**DATA:**
Issue #481, opened 2025-08-11
(SP: 1) Create a custom Backdrop component based on Mui Modal.


Kryzhanivsky:
## Description

- [ ] - Create a component based on the Modal component from the Material UI library.
- [ ] - Write tests for the created component

This component should support:

- [ ] color #190D03
- [ ] transparency 25%
- [ ] blur 4
- [ ] **Optional:** Support positioning via props

⚠️**Attention:** This component is just a background. The white component and its fill are processed in other tasks.

## Example:

<img width="1136" height="675" alt="Image" src="https://github.com/user-attachments/assets/c19c4ca0-d0f8-41fa-9dfa-29ab3f0bec25" />

PR #519, opened 2025-08-19
Add custom paper component

### LINKED ISSUE #482: (SP: 2) Create a custom Paper component based on Mui Paper.
## Description

- [ ] Create a component based on the Modal component from the Material UI library.
- [ ] Write tests for the created component

This component should: 

- [ ] Be universal (not only for modal windows)
- [ ] Have the ability to change its own styles
- [ ] Change the height dynamically

⚠️**Attention:** The component does not provide predefined elements inside. All internal elements are passed through the children prop.

## Examples

Image

Image

ssashayurchenko:
## Description

Implemented a custom PaperComponent based on MUI Paper.
I also removed redundant styles from `ContactForm` since they are now provided by the `PaperComponent` wrapper.

## Type of change

- [x] New feature
- [ ] Bug fix
- [ ] Documentation update
- [ ] Refactoring / Tech debt
- [ ] CI/CD improvement
- [ ] Other: 

## How to test
Wrap your content with the `PaperComponent`.
- Use the `sx` prop to customize styles for the `Paper` wrapper.
- Use the `childrenSx` prop to customize styles for the content inside the `Paper`.
- Use the `elevation` prop to adjust the `shadow` (default is `0`).

```
<PaperComponent 
  sx={{ backgroundColor: 'white', width: 500, height: 700 }} 
  childrenSx={{ padding: '40px' }} 
>
  <ContactForm />
</PaperComponent>
```

## Video / Screenshots
Знімок екрана 2025-08-19 о 18 52 48

## Checklist

- [x] Tests pass successfully
- [x] No Sonar issues

---


app/shared/components/paper-component/PaperComponent.tsx
```diff
@@ -0,0 +1,32 @@
...
+  sx?: object;
+}>;
+
+export default function PaperComponent({ children, isModal, onClose, sx }: PaperComponentProps) {
+  return (
+    <Paper
+      sx={{
+        ...styles.container,
+        ...(isModal ? styles.modal : styles.block),
+        ...sx
```
Kryzhanivsky: There is another task #481 to create the modal window logic. This component should not contain this functionality.

app/shared/components/paper-component/PaperComponent.styles.ts
```diff
@@ -0,0 +1,42 @@
+import { mainHexPallete } from '../design-system/all-components/theme/colors';
+
+export const styles = {
+  container: {
+    backgroundColor: mainHexPallete.white,
+    padding: {
+      xs: '40px 24px',
+      sm: '64px 32px',
+      md: '76px 53px',
+      lg: '90px 80px'
```
Kryzhanivsky: This component should be completely externally controlled. Let's discuss this at the meeting.

app/shared/components/paper-component/PaperComponent.tsx
```diff
@@ -0,0 +1,32 @@
...
+      }}
+    >
+      {isModal && onClose && (
+        <IconButton onClick={onClose} sx={styles.icon}>
+          <SvgImage src="/icons/x.svg" alt="closing modal" width={40} height={40} />
+        </IconButton>
```
Kryzhanivsky: I think this logic should be taken outside the component and removed from here.

app/shared/components/paper-component/PaperComponent.tsx
```diff
@@ -0,0 +1,32 @@
...
+      )}
+      <div style={{ transform: 'skewY(2deg)', width: '100%' }}>{children}</div>
+    </Paper>
```
Kryzhanivsky, line 21: Can we use Box and remove the inline styles from here?

app/shared/components/paper-component/PaperComponent.tsx
```diff
@@ -0,0 +1,32 @@
...
+
+import { IconButton } from '../design-system/all-components/icon-button/IconButton';
+import { SvgImage } from '../svg-image/SvgImage';
+import { styles } from './PaperComponent.styles';
+
+type PaperComponentProps = Readonly<{
+  children: ReactNode;
+  isModal: boolean;
+  onClose?: () => void;
+  sx?: object;
```
Kryzhanivsky: Use SxProps<Theme> instead of object

app/shared/components/forms/contact-form/ContactForm.tsx
Kryzhanivsky, line 1: The ContactForm component is not relevant to this task. If you need to change something, you should do it in a separate task.

Kryzhanivsky (changes requested):

Mike-Popovych:
image

According to the design, we should not have a large bottom margin or a box shadow.

My testcase
image

app/shared/components/paper-component/PaperComponent.styles.ts
```diff
@@ -0,0 +1,42 @@
...
+    },
+    width: '100%',
+    display: 'flex',
+    flexDirection: 'column',
+    justifyContent: 'center',
+    alignItems: 'center'
```
Mike-Popovych:
```suggestion
    alignItems: 'center',
     boxShadow: 'none'
```
there is no box shadow in our design, so we can remove it

Mike-Popovych (approved):

app/shared/components/paper-component/PaperComponent.tsx
ssashayurchenko: > #481

As stated in my task, the component should support being used either as a modal window or as a simple block. The isModal prop simply controls whether a close icon is rendered (if it’s a modal window) or not (if it isn’t). Therefore, I haven’t implemented any logic from task [#481](https://github.com/orgs/Liatoshynsky-Foundation/projects/1/views/1?filterQuery=481&pane=issue&itemId=123754837&issue=Liatoshynsky-Foundation%7Clf-client%7C481), such as using the Modal component from MUI, adding blur effects etc.

app/shared/components/forms/contact-form/ContactForm.tsx
ssashayurchenko: > The ContactForm component is not relevant to this task. If you need to change something, you should do it in a separate task.

The changes I made in ContactForm are part of my task. The wrapper has a fixed width and controls the background color, which makes it hard to adjust the component. I also removed one padding (pl: '12px') since all other paddings are handled by the Paper wrapper.

app/shared/components/paper-component/PaperComponent.styles.ts
ssashayurchenko: > there is no box shadow in our design, so we can remove it

Ok, I think it might be better to use the elevation prop of the Paper component to remove the shadow.

luvthenika (approved):

app/shared/components/paper-component/PaperComponent.tsx
```diff
@@ -0,0 +1,33 @@
...
+import { sxToArray } from '~/lib/utils/sxToArray';
+
+type PaperComponentProps = Readonly<{
+  children: ReactNode;
+  padding: ResponsiveStyle;
+  backgroundColor: (typeof mainHexPallete)[keyof typeof mainHexPallete] | string;
+  sx?: SxProps<Theme>;
+}>;
+
+export default function PaperComponent({ children, sx, padding, backgroundColor }: PaperComponentProps) {
```
Kryzhanivsky: Usually, background color and padding are passed through styles, so separate props are redundant. Moreover, they are mandatory, which obliges us to use them in every call.

In my opinion, it would be better to abandon our own type altogether and use the props of the Paper component from the Mui library:
```suggestion
interface PaperComponentProps extends PaperProps {
  childrenSx: SxProps<Theme>;
}

export default function PaperComponent({ children, sx, childrenSx, elevation = 0, ...props }: PaperComponentProps ) {
```

Then we can simply pass props to the Paper component, but add custom styles.

This way, we will get rid of unnecessary types and inline styles.

Kryzhanivsky (changes requested):

app/shared/components/paper-component/PaperComponent.tsx
ssashayurchenko: > Usually, background color and padding are passed through styles, so separate props are redundant. Moreover, they are mandatory, which obliges us to use them in every call.
> 
> In my opinion, it would be better to abandon our own type altogether and use the props of the Paper component from the Mui library:
> 
> Then we can simply pass props to the Paper component, but add custom styles.
> 
> This way, we will get rid of unnecessary types and inline styles.

padding and backgroundColor are always required by design, which keeps the component consistent with the design system

Kryzhanivsky: Yes, but you still pass them inline styles later. It's better to pass them in the style object right away. Also, there might be a need for a default style somewhere, then you don't need to pass them at all, and with the current implementation that's impossible.

Kryzhanivsky (approved):

uliaescha (approved):

PR #719, opened 2025-10-21
Move the page Layout outside the Next.js structure.

### LINKED ISSUE #710: (SP: ) Move the page Layout outside the Next.js structure.
## Description
It is necessary to move the layout logic for pages outside the Next.js structure. This will reduce code duplication and file nesting in the project. It will also expand the possibility of adding new page templates in the future.

Image

Image

## Steps
- [ ] Move the logic for Layout into a separate component
- [ ] Remove unnecessary nesting by moving page folders to the [lang] directory
- [ ] If necessary, correct tests according to new changes

## Expected Result

The project is launched and works as before the changes.

Kryzhanivsky:
## Description

Added new Layouts that are not included in the standard Next.js folder structure.
Now the main Layout component adds a header with a footer and sets the base size of the container. Positioning and padding on the page will now be handled by custom Layouts that are not included in the Next.js page directory structure.

This will reduce the nesting of directories with pages and code duplication. It will also allow for more flexible management of page templates in the future.

## How to use

Now the page component can be wrapped in a custom Layout:

```
return (
    <MainLayout>
        <SomeComponents />
    </MainLayout>
  );
```

```
return (
    <MainLayout withLines>
        <SomeComponents />
    </MainLayout>
  );
```

```
  return (
    <ColoredLayout>
      <SomeComponents />
    </ColoredLayout>
  );
```

## Video / Screenshots

image

image

## Checklist

- [ ] Tests pass successfully
- [ ] No Sonar issues

---


app/shared/layouts/colored-layout/ColoredLayout.tsx
```diff
@@ -0,0 +1,33 @@
...
+    <Box sx={[styles.container(color), ...(Array.isArray(sx) ? sx : [sx])]} data-testid="colored-layout" {...props}>
+      <MainLayout
+        sx={[styles.childrenBox, ...(Array.isArray(mainLayoutSx) ? mainLayoutSx : [mainLayoutSx])]}
+        {...otherProps}
+      >
+        {children}
+      </MainLayout>
+    </Box>
+  );
+};
```
yur4uwe, line 21: I don't think we should expose any styles of the background color box aside from `backgroundColor`. This way we can simplify `ColoredLayout` and make its props extend `MainLayoutProps` with optional color as prop. So we get someting like this:

```suggestion
export interface ColoredLayoutProps extends MainLayoutProps {
    color?: string;
}

const ColoredLayout: React.FC<ColoredLayoutProps> = ({
    color = '#F2EEE8',
    children,
    sx,
    ...props
}) => (
    <Box sx={{ backgroundColor: color }} data-testid="colored-layout">
        <MainLayout
            sx={[styles.childrenBox, ...(Array.isArray(sx) ? sx : [sx])]}
            {...props}
        >
            {children}
        </MainLayout>
    </Box>
);
```

Kryzhanivsky: I understand that this is not the best practice, but I wanted to provide maximum flexibility and code reuse. Also, the container also has its own specific styles in the ColoredLayout.styles.ts file. Your version looks better, but it is less flexible.

yur4uwe: Sorry, i missed the styles part. But we don't really need this much of the flexibility. It like to premature optimisation but with flexibility, I think for now its better to make more understandable interface, bacuase we have no idea what will happen in the future, and refactoring simple interface is much easier than a flexible one

Kryzhanivsky: I think we need a third party opinion.

yur4uwe: Agree

bandvov: Let's use Roman's approach(two separate independent layouts). As for me it is more flexible and will avoid using unexpected styles.

yur4uwe: Well there still would be 2 layouts, just  `ColoredLayout` will inherit from `MainLayout`. Background Box only reason to exist is to provide background color without being limited by width of main layout, we really don't need to modify its `sx`, everything could be done through `MainLayout` that requires style changes as all content will be inside. So my opinion still stands, we don't need to manipulate styles of background and simply let it exist with hard-coded styles

Kryzhanivsky: Now I understand what Yuriy was trying to convey, and I agree with it. I edited the layout, according to his wishes, but left the option to change the styles in the wrappers, if it is necessary at some point. However, I did not make both layouts independent, because, in my opinion, this violates the DRY principles, because the styles for the `MainLayout` will be duplicated in both components.

yur4uwe: Yes, this was almost the thing i was trying to say, excepti argued that we wouldn't need styles adjustments for background box but i can get behind that, you've got my approval :+1:

yur4uwe (approved):

Kryzhanivsky (commented):
I noticed that some of the indents were doubled and that I forgot to pass the props to change the line color, so I fixed that.

yur4uwe (approved):

yur4uwe:
> I noticed that some of the indents were doubled and that I forgot to pass the props to change the line color, so I fixed that.

I see...

Mike-Popovych (approved):

oleg191006 (approved):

**YOUR INSTRUCTIONS:** Include the first line of the listing, the line with "- [ ] transparency 25%", and every line between them, each repeated exactly, and output only those.

**RESULT OF THE TASK:**
Issue #481, opened 2025-08-11
(SP: 1) Create a custom Backdrop component based on Mui Modal.


Kryzhanivsky:
## Description

- [ ] - Create a component based on the Modal component from the Material UI library.
- [ ] - Write tests for the created component

This component should support:

- [ ] color #190D03
- [ ] transparency 25%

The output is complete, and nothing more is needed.